All Supplements
Manganese vs Vitamin B3 (Niacin)
Side-by-side comparison — benefits, dosage, forms, and research.
Feature
Manganese
Vitamin B3 (Niacin)
Typical Dosage
1.8–2.3 mg daily
14-16 mg daily
Best Form
Manganese gluconate
Nicotinic acid (niacin)
Key Benefits
5
5
Evidence Rating
★★★★
★★★★
Best Time
With meals to enhance absorption
With meals to minimise flushing
Manganese Benefits
✓Supports bone health and mineralisation
✓Enhances antioxidant defence via MnSOD enzyme
✓Promotes wound healing and collagen formation
✓Aids carbohydrate and fat metabolism
✓Supports joint health and cartilage maintenance
Vitamin B3 (Niacin) Benefits
✓Energy production and metabolism
✓DNA repair and cellular health
✓Cardiovascular health and cholesterol support
✓Brain function and cognitive support
✓Skin health and nervous system function
Can You Take Both Together?
In most cases, Manganese and Vitamin B3 (Niacin) can be taken together safely.

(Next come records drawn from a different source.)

PR #69, opened 2022-12-02
Add a documentation page

heltonmc:
This adds the start of a hosted documentation page through Documenter.jl. In general, I think we could provide better documentation of this package.

Documenter usually gives me some fits so hopefully can figure out the deployment and things.

### DIFF
--- a/.github/workflows/documentation.yml
+++ b/.github/workflows/documentation.yml
@@ -1,0 +1,26 @@
+name: Documentation
+
+on:
+  push:
+    branches:
+      - master # update to match your development branch (master, main, dev, trunk, ...)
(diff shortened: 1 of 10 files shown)


heltonmc:
I'm going to merge and see if the documentation builds appropriately and go from there. The deployment always gives me issues.

I think we should export some of the other function like `sphericalbesseli` and `sphericalbesselk`, `besselj!`, `bessely!`, `besselk!`, and `besseli!`. Perhaps we should just also commit to exporting `gamma` as well. Bring the `loggamma` PR over and just also have that officially here.... Anyway, would be a good thing for v0.3.0.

However, always check the interactions section of each supplement and consult a healthcare professional if you take medication.
Which Should You Choose?
Choose Manganese if your primary goal is: supports bone health and mineralisation. Choose Vitamin B3 (Niacin) if your primary goal is: energy production and metabolism. Many people take both as they target different aspects of health.
Disclaimer: This comparison is for educational purposes only. Always consult a healthcare professional before starting any supplement.